AIM OF THE EXERCISE = Copy each line below holding "references".

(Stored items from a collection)

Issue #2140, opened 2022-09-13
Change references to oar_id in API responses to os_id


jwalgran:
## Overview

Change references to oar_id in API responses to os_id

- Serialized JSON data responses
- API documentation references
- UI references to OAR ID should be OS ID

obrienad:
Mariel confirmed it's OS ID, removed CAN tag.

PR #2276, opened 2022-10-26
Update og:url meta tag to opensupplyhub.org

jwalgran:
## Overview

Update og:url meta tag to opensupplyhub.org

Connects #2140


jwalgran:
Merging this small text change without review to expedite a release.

FINISHED TASK =
Change references to oar_id in API responses to os_id
Change references to oar_id in API responses to os_id
- API documentation references
- UI references to OAR ID should be OS ID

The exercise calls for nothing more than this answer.